╭─ Supplied data
PR #910, opened 2018-01-02
[MRG] Simplify SpatialNeuron

mstimberg:
Big thanks to @moritzaugustin for pointing out that our three arrays `_ab_star`, `_a_minus` and `_a_plus` (the LHS of the three systems of equations that we solve at every time step) were actually identical! So instead of solving three systems (with a lot of redundant code), we now solve only one (for three RHSs). This simplifies the code quite a bit and also makes things a bit faster.

We previously optionally parallelized over these 3 systems with OpenMP. There was a preference and a heuristic to chose between this parallelization and a parallelization over the branches of the morphology (which should be more efficient with more than 3 branches and more then 3 threads). Since the three systems are now basically solved as one, this choice is obsolete and I documented the preference accordingly (+ raise a warning when someone is actually changing its value from `"auto"` -- I doubt that many users did that...).

### DIFF
--- a/brian2/devices/cpp_standalone/device.py
+++ b/brian2/devices/cpp_standalone/device.py
@@ -58,17 +58,9 @@ prefs.register_preferences(
         default=None,
         validator=lambda val: val in [None, 'branches', 'systems'],
         docs='''
-        Which strategy to chose for solving the three tridiagonal systems with
-        OpenMP: `'branches'` means to solve the three systems sequentially, but
-        for all the branches in parallel, `'systems'` means to solve the three
-        systems in parallel, but all the branches within each system
-        sequentially. The `'branches'` approach is usually better for
-        morphologies with many branches and a large number of threads, while the
-        `'systems'` strategy should be better for morphologies with few
-        branches (e.g. cables) and/or simulations with no more than three
-        threads. If not specified (the default), the `'systems'` strategy will
-        be used when using no more than three threads or when the morphology
-        has less than three branches in total.
+        DEPRECATED. Previously used to chose the strategy to parallelize the
+        solution of the three tridiagonal systems for multicompartmental
+        neurons. Now, its value is ignored.
         '''
         ),
     extra_make_args_unix=BrianPreference(
@@ -572,7 +564,12 @@ class CPPStandaloneDevice(Device):
         if nb_threads > 0:
             logger.warn("OpenMP code is not yet well tested, and may be inaccurate.", "openmp", once=True)
             logger.diagnostic("Using OpenMP with %d threads " % nb_threads)
-    
+            if prefs.devices.cpp_standalone.openmp_spatialneuron_strategy != None:
+                logger.warn("The devices.cpp_standalone.openmp_spatialneuron_strategy "
+                            "preference is no longer used and will be removed in "
+                            "future versions of Brian.", "openmp_spatialneuron_strategy",
+                            once=True)
+
     def generate_objects_source(self, writer, arange_arrays, synapses, static_array_specs, networks):
         arr_tmp = CPPStandaloneCodeObject.templater.objects(
                         None, None,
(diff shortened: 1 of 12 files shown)


thesamovar:
This blows my mind! I'm happy to do the review, but maybe it would be better to have @romainbrette do it since you two wrote the multicompartmental code together and I'm not so familiar with it?

mstimberg:
I know that you did not work much on the multicompartmental stuff, but I'm not sure whether Romain will have time to review the code anytime soon. It is actually rather straightforward to see that it does the same thing as before (which makes it even more embarrassing that I never realized it...): if you look at the `spatialneuron_prepare` templates, you see that `_a_plus0`, `_a_minus0`, etc. simply copy over the values from `_ab_star0`, etc. and apply the same "corrections ". These values are only calculated once at the beginning of the simulation, they never change. The code in the `spatialstateupdate` has three loops that are three identical copies apart from the variable changes -- if you replace `_a_plus0` by `_ab_star0`, etc. you see that the only difference that remains are the lines that set `_v_star`/`_u_plus`/`_u_minus`.

After all, all the tests (including the long ones) pass and the examples I checked calculate the exact same result (with `-ffast-math` there can be small differences, though).

moritzaugustin:
once these improvements (in particular those of the cpp_standalone templates) are confirmed I could start updating the cuda_standalone version of the spatialstateupdate template, so let me know (no need to hurry from my side though) 

[anyway, I guess I will be informed by github automatically when the pull request will be accepted ;)]

brian2/devices/cpp_standalone/device.py
```diff
@@ -572,7 +564,12 @@ def check_openmp_compatible(self, nb_threads):
         if nb_threads > 0:
             logger.warn("OpenMP code is not yet well tested, and may be inaccurate.", "openmp", once=True)
             logger.diagnostic("Using OpenMP with %d threads " % nb_threads)
-    
+            if prefs.devices.cpp_standalone.openmp_spatialneuron_strategy != None:
```
thesamovar: This should probably be ``is not`` rather than ``!=``?

brian2/devices/cpp_standalone/templates/spatialneuron_prepare.cpp
```diff
@@ -1,7 +1,5 @@
-{# USES_VARIABLES { N, _invr, Ri, Cm, dt, area, r_length_1, r_length_2
+{# USES_VARIABLES { N, _invr, Ri, Cm, dt, area, r_length_1, r_length_2,
```
thesamovar: Unrelated bug fix?

mstimberg:
> Code looks fine, I still feel like I can't really judge the maths without spending more time than I have... However if two of you have already looked it over carefully maybe that's OK?

I am not too worried -- @moritzaugustin and I have looked at it in quite some detail and I talked about it at a group meeting where @romainbrette did not see anything wrong with it either. But what convinces me most is the empirical evidence: before the change `_ab_star`, `_a_minus` and `_a_plus` were bit-by-bit identical, and all the tests and examples give the same results (with some small floating point discrepancies). I'll do a final check with `-O0`, this should give us bitwise identical results for the examples/tests.

brian2/devices/cpp_standalone/templates/spatialneuron_prepare.cpp
mstimberg: It's actually only a cosmetic fix, our parsing does not require a comma at the end of the line.

brian2/devices/cpp_standalone/device.py
mstimberg: Agreed.

mstimberg:
> I'll do a final check with -O0, this should give us bitwise identical results for the examples/tests.

Just for the record: I ran a comparison for the `bipolar_with_inputs` example and the `rall2` test (with a highly branched tree), and all values before and after the change are identical for all the code generation targets. There's a small (up to 1e-8mV) numerical difference between numpy and the other code generation targets (in master as well as in this branch), but this is not surprising because the algorithms used for solving the banded linear system are not exactly the same.

thesamovar:
That all seems fine to me!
╰─
### Directions
The word "quite" appears in how many lines of the records? Give the number only.

### Solution
2